Tipología criminal

Pensando en las diferentes clases de delitos y en sus autores, puede plantearse una línea de análisis útil a su mejor comprensión basada en la peligrosidad que para el grueso social representa uno u otro tipo criminal.

Dentro de esta trama general que estudia el fenómeno criminal, tan amplia, diferenciamos tres grandes grupos de delitos: a) aquellos basados en cuestiones puramente económicas tales como el robo en cualquiera de sus modalidades, el narcotráfico, el comercio de armas e incluso el secuestro extorsivo, seguido o no de la muerte de la víctima, etcétera; b) el homicidio basado en cuestiones pasionales, como los celos (véase, a guisa de ejemplo, «El inglés de los güesos» de Benito Lynch, para citar un clásico de nuestra literatura) o las discusiones del momento, apuntaladas en muchos casos por el alcohol, etcétera, y c) las agresiones más aberrantes -aquellas a nuestro entender imperdonables- como los delitos contra la integridad sexual. Esta pequeña clasificación no es, por supuesto, completa pero sirve a nuestros fines.

Claramente, los dos tipos delictuales más difíciles de prevenir, justamente por su carácter explosivo, son los pasionales y los que atentan contra la autodeterminación sexual; en este último caso me refiero con exclusividad al primer episodio criminal.
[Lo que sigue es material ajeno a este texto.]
PR #2280, opened 2017-01-19
Handle Java chunk size parameter

cdonati:
The Java datastore API allows the app to specify a chunk size when fetching results for a query. Previously, we were ignoring this parameter and always fetching all the results, which is not efficient when using an iterator.


cdonati:
https://ocd.appscale.com:8080/job/Daily%20Build/2510/

PR #2283, opened 2017-01-20
Dashboard uses different mins

obino:


obino:
OCD run https://ocd.appscale.com:8080/job/Daily%20Build/2533/ 

One of the  hawkeye runs, failed because one of the instances got 'lost' by livirt on n30.

PR #2288, opened 2017-01-24
Put /usr/local/bin first on the PATH

cdonati:
This ensures that the controller uses the updated pip binary instead of the one that was installed by the package manager.


cdonati:
https://ocd.appscale.com:8080/job/Daily%20Build/2575/

PR #2291, opened 2017-01-25
Catch HTTP errors when executing push tasks

cdonati:
This increases the likelihood that failed push tasks will be retried.

### DIFF
--- a/AppTaskQueue/appscale/taskqueue/templates/header.py
+++ b/AppTaskQueue/appscale/taskqueue/templates/header.py
@@ -8,6 +8,7 @@
 """
 import datetime
 import httplib
+import logging
 import os
 import sys
 import yaml
@@ -54,6 +55,7 @@ celery = Celery(module_name, broker=rabbitmq.get_connection_string(),
 celery.config_from_object('CELERY_CONFIGURATION')
 
 logger = get_task_logger(__name__)
+logger.setLevel(logging.INFO)
 
 master_db_ip = appscale_info.get_db_master_ip()
 connection_str = master_db_ip + ":" + str(constants.DB_SERVER_PORT)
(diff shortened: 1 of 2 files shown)


AppTaskQueue/appscale/taskqueue/templates/header.py
```diff
@@ -52,6 +55,7 @@ def setup_environment():
 celery.config_from_object('CELERY_CONFIGURATION')
 
 logger = get_task_logger(__name__)
+logger.setLevel(logging.INFO)
```
menivaitsi: Is there a way to pass in the log level?

cdonati: We could set an environment variable in the monit config when we start celery.

AppTaskQueue/appscale/taskqueue/templates/task.py
```diff
@@ -90,42 +96,51 @@ def get_wait_time(retries, args):
...
       logger.info("Task %s asked us to redirect to %s, so retrying there." % (
         args['task_name'], redirect_url))
       url = urlparse(redirect_url)
       if redirects_left == 0:
-        raise QUEUE_NAME.retry(countdown=get_wait_time(retries, args))
+        raise QUEUE_NAME.retry(countdown=wait_time)
       redirects_left -= 1
     else:
       # Fail
       # TODO: Update the database with the failed status
```
obino: If I understand correctly, we don't keep track of failed status on purpose (since we do a retry). Is this TODO here for a reason then?

menivaitsi: I believe it's leftover from a different approach. It can be removed.

cdonati:
https://ocd.appscale.com:8080/job/Daily%20Build/2612/

PR #2292, opened 2017-01-26
Implement inequality check for Queue objects

cdonati:
This also removes a redundant call to monit.


obino:
Tested with removing monit config and restating, and all worked as expected. @menivaitsi I was not able to reproduce what we have seen yesterday.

Sin embargo, un claro contraste puede y debe establecerse entre ellos desde el punto de vista de la ciencia, más exactamente del saber médico actual. Dicha diferencia -cuyo conocimiento cobra capital valor en lo que hace a la protección social- es la siguiente: el pasional -aquel que actuó motivado por un ardor incontrolable- muy difícilmente repita su conducta criminal; es decir, el pasional no será -casi nunca- un reincidente, entre otras cosas pues, extinta la persona objeto de su pasión, la misma se apaga igualmente. Por supuesto, esta premisa es válida en la medida en que no subyazca otra patología mental en el sujeto considerado.

Por el contrario, es bien sabido que el perverso criminal sexual, aquel que perpetra delitos imperdonables aun a la luz de los espíritus más duros, es -y será siempre- un reincidente, intratable y, por ende, de peligrosidad inmanente para terceros. Como paradigma de esta forma criminal puede citarse el caso Grassi.

Y hacemos aquí abstracción del concepto de «peligrosidad para sí mismo» toda vez que, muy a pesar nuestro, no nos preocupa de manera primordial el daño que el agresor pueda sufrir -por resistencia de la víctima o intervención de terceros- en el transcurso de una de sus violentas incursiones predatorias; para ello, para preocuparse por su integridad psicofísica, su reeducación y su reinserción social -mas no de la protección general de los ciudadanos- están los señores magistrados y muchos organismos de (pseudo) derechos humanos que sólo enfocan al victimario despreciando el padecimiento pasado, presente y futuro de la víctima. Pues -téngase bien claro- nunca la recuperación de la persona será completa luego de una agresión sexual. En otras palabras: basta de sentir angustia y conmiseración por el agresor; si algún sentimiento humanitario se debe, es hacia la víctima.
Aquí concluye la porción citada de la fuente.